How to fix local infeasibility in IPOPT with Python Gekko?

Question

I get a local infeasibility error in IPOPT (v3.12.10).

Converged to a point of local infeasibility. Problem may be infeasible.

I also tried it with the APOPT solver using m.options.SOLVER=1 and get a similar error.

No feasible solution

There are multiple feasible solutions to this problem with two equations and three variables. Solutions to this problem are where the plane intersects the sphere.

from gekko import GEKKO
m = GEKKO()
x=m.Var(); y=m.Var(); z=m.Var()
m.Equations([x**2+y**2+z**2==1,x+z==y])
m.options.SOLVER = 3 # APOPT=1, IPOPT=3
m.solve(debug=0) # debug=0 doesn't stop when unsuccessful
print('Solution 1')
print(x.value[0],y.value[0],z.value[0])

When I add an objective function to maximize z then IPOPT converges to a solution.

# add objective
m.Obj(-z) # maximize z
m.solve()
print('Solution 2')
print(x.value[0],y.value[0],z.value[0])

How can I avoid a failed solution without adding an objective function?

Answer 1

The starting point at x=0, y=0, and z=0 needs a different initial guess to converge to a solution.

x=m.Var(0.01); y=m.Var(); z=m.Var()

Because many solutions exist, a different solution will be obtained with different initial guess values. The objective function that you tried m.Obj(-z) improves convergence but also makes the solution unique.
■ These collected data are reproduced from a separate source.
PR #854, opened 2021-07-14
Make bad token detector more generic over amm pool sources

vkgnosis:
Currently we use AmmPairProvider which is only implemented for Sushiswap
and UniswapV2. We introduce a trait to be more generic and can in the
future be implemented for more sources.

The plan is to use this to consider BalancerV2 pools as well.

### Test Plan
mainnet node test still works.

### DIFF
--- a/shared/src/bad_token/trace_call.rs
+++ b/shared/src/bad_token/trace_call.rs
@@ -6,7 +6,8 @@ use crate::{
 use anyhow::{anyhow, bail, ensure, Context, Result};
 use contracts::ERC20;
 use ethcontract::{
-    batch::CallBatch, dyns::DynTransport, transaction::TransactionBuilder, PrivateKey,
+    batch::CallBatch, dyns::DynTransport, errors::DeployError, transaction::TransactionBuilder,
+    PrivateKey,
 };
 use model::TokenPair;
 use primitive_types::{H160, U256};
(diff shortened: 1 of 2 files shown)


fleupold (approved):
Change looks good to me. The abstraction makes sense. 

The more logic we have to implement for the bad token detection, the more I wonder if we should eventually just simulate the baseline solution in the API to check if tokens are tradable?

shared/src/bad_token/trace_call.rs
```diff
@@ -16,6 +16,31 @@ use web3::{
...
+
+#[async_trait::async_trait]
+impl TokenOwnerFinding for AmmPairProviderFinder {
+    async fn find_candidate_owners(&self, token: H160) -> Result<Vec<H160>> {
+        Ok(self
+            .base_tokens
+            .iter()
+            .filter_map(|&base_token| TokenPair::new(base_token, token))
+            .map(|pair| self.inner.pair_address(&pair))
+            .collect())
```
bh2smith, line 40: I am not sure how this is finding potential owners of a token.... Oh! are we enumerating the pool addresses containing that token? Clever.

bh2smith (approved):
This is very cool, although I don't yet se the Balancer pools included in the mix. I will assume this is coming up next after first paving the way for it.

bh2smith:
> I wonder if we should eventually just simulate the baseline solution in the API to check if tokens are tradable?

I guess this suggestion would be to do this instead of token detecting, because otherwise working with just baseline would encounter the same problems we are seeing today (i.e. that it would work on paraswap or 1inch, but not with Baseline). Once we have integrated **all** the existing onchain liquidity sources, however, this may actually work. I suppose this is what you were hinting at.

vkgnosis:
> The more logic we have to implement for the bad token detection, the more I wonder if we should eventually just simulate the baseline solution in the API to check if tokens are tradable?

Good point. Not sure about the details. Will create issue to remember this.

PR #857, opened 2021-07-14
Use balancer vault as a source of tokens for bad token detection

vkgnosis:
The Vault has the balances for all pools so it makes sense to use it as a source for bad token detection.

### Test Plan
manually tested that bad token detector categorizes https://etherscan.io/token/0xfe18be6b3bd88a2d2a7f928d00292e7a9963cfc6 as good with this PR but not without it (there is no sushi and uniswap liquidity).
Note that this doesn't mean that the token can be traded. While the token itself is "good" we still cannot determine it's price in the native token (ETH) because the liquidity supported by the baseline solver is not good enough. Even with the existing balancer integration it won't be because we do not support stable pools.

### DIFF
--- a/orderbook/src/main.rs
+++ b/orderbook/src/main.rs
@@ -18,7 +18,9 @@ use shared::{
     bad_token::{
         cache::CachingDetector,
         list_based::{ListBasedDetector, UnknownTokenStrategy},
-        trace_call::{AmmPairProviderFinder, TokenOwnerFinding, TraceCallDetector},
+        trace_call::{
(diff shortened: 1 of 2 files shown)


bh2smith (approved):
I guess the vault is an incredible source because it has custody over all tokens that exist in any balancer pool. Very cool. 

My first though was we could simplify some things by also using the settlement contract as an owner of some tradable tokens, but this doesn't prevent someone from transfering some "bad token" into either of these places. In fact it is quite common practice to mint and distribute non-transferable tokens to random addresses (as spam). I suspect the same could hold true for the balancer vault.

fleupold (approved):
Nice

PR #859, opened 2021-07-14
[Easy] index shift moved outside to become fixed constant

bh2smith:
We have recently seen some alerts involving `invalid AMM` which result from a non-constant index shift on the weighted and constant product pools. Because the shift was defined by the length of a mutable list we were getting index errors.

### Test Plan
Updated existing test to show no more index erroring.

### DIFF
--- a/solver/src/solver/http_solver/settlement.rs
+++ b/solver/src/solver/http_solver/settlement.rs
@@ -276,7 +276,7 @@ mod tests {
             fee: BigRational::new(3.into(), 1.into()),
             settlement_handling: wp_amm_handler.clone(),
         };
-        let weighted_product_orders = hashmap! { 1 => weighted_product_order };
+        let weighted_product_orders = hashmap! { 0 => weighted_product_order };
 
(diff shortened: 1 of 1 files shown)


vkgnosis (approved):

taminomara (approved):

solver/src/solver/http_solver/settlement.rs
```diff
@@ -448,6 +449,20 @@ mod tests {
                         }
                     ]
                 },
+                "1": {
```
fleupold, line 452: was this test case failing without the one line change above? If not, can we please make it so?

fleupold (approved):

fleupold (commented):
Nice 🕵️  work!

solver/src/solver/http_solver/settlement.rs
bh2smith: It certainly was. Otherwise I wouldn't have added this.

Issue #856, opened 2021-07-14
Balancer - Filter Paused Pools.


bh2smith:
At the moment the balancer pool fetcher returns all balancer pools, but some of these could be "paused" which could result in failed settlement simulations (i.e. invalid settlements).

bh2smith:
Looking at a possible plan for implementation and I am beginning to think it might make sense to adapt the `BalancerPoolReserveCache` into a more general `BalancerPoolCache` which fetches other onchain data from the pool (i.e. not just the reserves).

bh2smith:
Looking at the docs a bit more, it seems like this won't be as simple as just fetching the paused status in our fetcher (at least not if we want to be efficient and mindful of our eth calls). The following snippets describe the process and show how info can be accessed will I will summarize here and propose a an approach for our use case.



Pausing Stipulations; https://github.com/balancer-labs/balancer-v2-monorepo/blob/6c9e24e22d0c46cca6dd15861d3d33da61a60b98/pkg/solidity-utils/contracts/helpers/TemporarilyPausable.sol#L20-L35

getPausedState() https://github.com/balancer-labs/balancer-v2-monorepo/blob/6c9e24e22d0c46cca6dd15861d3d33da61a60b98/pkg/solidity-utils/contracts/helpers/TemporarilyPausable.sol#L66-L83

setPausedState() https://github.com/balancer-labs/balancer-v2-monorepo/blob/6c9e24e22d0c46cca6dd15861d3d33da61a60b98/pkg/solidity-utils/contracts/helpers/TemporarilyPausable.sol#L85-L100

Note that there is an event emitted when a pool is paused, but this is not sufficient to determine if a pool becomes un-paused because of these pause windows. 

*It seems like we should check before querying if the pool is even still within its pause window.

## Key Observations
- We essentially want to know if a pool is active/paused or not on the fly so we can filter those which are not.
- A pool can only ever be paused within a certain time window (+ buffer period) from the point of the contract's initial deployment. After this period (even if the pool had been set to paused) it becomes un-paused and can no longer be paused again.
- The `_pauseWindowEndTime` and `_bufferPeriodEndTime` are set at the time of Pool's deployment so we cannot simply rely on the deployment block of each individual pool, but rather must know these values. In order to reduce our ethCalls, we may want to store these values on the `WeightedPool` and attempt to compute `is_active` from these values. Then we would only ever have to fetch pausedState during the pause window by calling `getPausedStatus`.

[...]

PR #860, opened 2021-07-14
[Balancer] Filter paused pools on fetch

bh2smith:
As a straightforward and simple solution to #856 we simply fetch the pause state of the pool at the same time we fetch the reserves. This can be done more efficiently in the future by taking advantage of the pool's pause window, so this doesn't exactly close the issue but temporarily mitigates it with very few code changes.

### Test Plan
I noticed when updating the current tests that we never actually test the Balancer pool's fetch method, but merely mock it and work with expected results (this can be seen from the fact that I introduced a paused pool to the updated test. 

I am not sure if this was intended (for some reason) or merely missed, so I will look into actually testing the fetch method with this PR.

_UPDATE_ Added unit test for filtering helper method.


vkgnosis (approved):

fleupold (approved):
Nice! (I'm still waiting on some help from the balancer team to test paused pools in practice)

PR #861, opened 2021-07-15
Move node based settlement submission into own file

vkgnosis:
Preparation for having a higher level struct that decides between node based and archer network based submission.

Code has only been moved, not changed.

### Test Plan
existing CI


fleupold (approved):
naming nit: Maybe (public)_mempool would be a slightly more descriptive name for this type of submission?

vkgnosis:
Renamed to that.

PR #161, opened 2018-08-08
remove extra axes

aloctavodia:
This remove the extra axes when row * cols > number of plots.


aloctavodia:
Not sure why pylint is suddenly complaining, but the suggestions totally make sense. So I address them :-)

All of the solution options in GEKKO are gradient-based nonlinear programming solvers and include APOPT, BPOPT, IPOPT, and others. All of these solvers produce solutions that are only guaranteed to be a local minimum or maximum. They all use the Karush-Kuhn-Tucker conditions to determine when an optimal solution is found. By starting at x=0, y=0, and z=0, the second KKT condition (No Feasible Descent) is satisfied but the first condition is not satisfied (Feasible Constraints). This leads to the error that you observed with the solver reporting a local infeasibility. The point is also called a stationary point where the function's derivative is zero.